━━ Records for the task ━━

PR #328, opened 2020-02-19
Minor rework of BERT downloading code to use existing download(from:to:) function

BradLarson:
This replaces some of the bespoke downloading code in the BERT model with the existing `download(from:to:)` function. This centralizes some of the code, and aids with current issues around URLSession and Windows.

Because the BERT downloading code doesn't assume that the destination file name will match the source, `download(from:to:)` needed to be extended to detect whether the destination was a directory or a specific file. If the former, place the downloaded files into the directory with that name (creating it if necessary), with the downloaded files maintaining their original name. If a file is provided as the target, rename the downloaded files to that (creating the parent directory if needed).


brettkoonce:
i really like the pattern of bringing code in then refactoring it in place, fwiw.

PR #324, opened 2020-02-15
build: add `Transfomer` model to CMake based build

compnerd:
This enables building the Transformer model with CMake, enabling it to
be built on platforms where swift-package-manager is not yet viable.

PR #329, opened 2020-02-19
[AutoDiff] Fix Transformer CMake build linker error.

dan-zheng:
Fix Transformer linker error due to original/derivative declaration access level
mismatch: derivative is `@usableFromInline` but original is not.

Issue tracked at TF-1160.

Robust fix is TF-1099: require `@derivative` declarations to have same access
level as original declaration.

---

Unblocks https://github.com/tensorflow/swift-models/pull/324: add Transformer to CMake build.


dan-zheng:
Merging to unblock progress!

━━━
━━ Records for the task ━━

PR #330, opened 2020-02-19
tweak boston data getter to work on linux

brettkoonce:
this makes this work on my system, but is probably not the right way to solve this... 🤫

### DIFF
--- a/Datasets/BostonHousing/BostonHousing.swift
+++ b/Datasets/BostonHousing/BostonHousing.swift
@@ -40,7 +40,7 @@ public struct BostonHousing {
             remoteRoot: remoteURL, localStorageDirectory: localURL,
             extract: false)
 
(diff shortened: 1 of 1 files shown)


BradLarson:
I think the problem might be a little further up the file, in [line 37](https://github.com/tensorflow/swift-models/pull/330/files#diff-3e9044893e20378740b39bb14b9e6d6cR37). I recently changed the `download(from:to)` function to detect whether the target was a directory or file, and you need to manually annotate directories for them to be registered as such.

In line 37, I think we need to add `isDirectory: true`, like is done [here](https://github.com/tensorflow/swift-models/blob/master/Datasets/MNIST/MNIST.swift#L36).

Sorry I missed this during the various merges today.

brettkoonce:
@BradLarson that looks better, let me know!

━━━

» Action item:
In the data above, which lines have "think"? Report each of them.

» Solution:
I think the problem might be a little further up the file, in [line 37](https://github.com/tensorflow/swift-models/pull/330/files#diff-3e9044893e20378740b39bb14b9e6d6cR37). I recently changed the `download(from:to)` function to detect whether the target was a directory or file, and you need to manually annotate directories for them to be registered as such.
In line 37, I think we need to add `isDirectory: true`, like is done [here](https://github.com/tensorflow/swift-models/blob/master/Datasets/MNIST/MNIST.swift#L36).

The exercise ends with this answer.